PR #2319, opened 2024-10-07
fix: use subapp instead on api-bg

omBratteng:
This is to prevent the HPA for api-bg to scale up when digest subscription is filled

### DIFF
--- a/.infra/index.ts
+++ b/.infra/index.ts
@@ -112,7 +112,7 @@ if (isPersonalizedDigestEnabled) {
     name,
     isAdhocEnv,
     addLabelsToWorkers(personalizedDigestWorkers, {
-      app: name,
+      app: `${name}-personalized-digest`,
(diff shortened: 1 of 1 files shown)


.infra/index.ts
```diff
@@ -112,7 +112,7 @@ if (isPersonalizedDigestEnabled) {
     name,
     isAdhocEnv,
     addLabelsToWorkers(personalizedDigestWorkers, {
-      app: name,
+      app: `${name}-personalized-digest`,
       subapp: 'personalized-digest',
```
omBratteng, line 116: Could probably remove the subapp label now

omBratteng: Nvm, I changed api-bg HPA instead so that it selects `subapp: background`

rebelchris (approved):

idoshamun (approved):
++++++++++
**PROBLEM TO WORK ON**: Working from the data above, extract solely the lines from the one containing "This is to prevent" through the one containing "omBratteng, line 116: Could", exactly as they appear, both included.

**RESPONSE TO THE TASK**:
This is to prevent the HPA for api-bg to scale up when digest subscription is filled

### DIFF
--- a/.infra/index.ts
+++ b/.infra/index.ts
@@ -112,7 +112,7 @@ if (isPersonalizedDigestEnabled) {
     name,
     isAdhocEnv,
     addLabelsToWorkers(personalizedDigestWorkers, {
-      app: name,
+      app: `${name}-personalized-digest`,
(diff shortened: 1 of 1 files shown)


.infra/index.ts
```diff
@@ -112,7 +112,7 @@ if (isPersonalizedDigestEnabled) {
     name,
     isAdhocEnv,
     addLabelsToWorkers(personalizedDigestWorkers, {
-      app: name,
+      app: `${name}-personalized-digest`,
       subapp: 'personalized-digest',
```
omBratteng, line 116: Could probably remove the subapp label now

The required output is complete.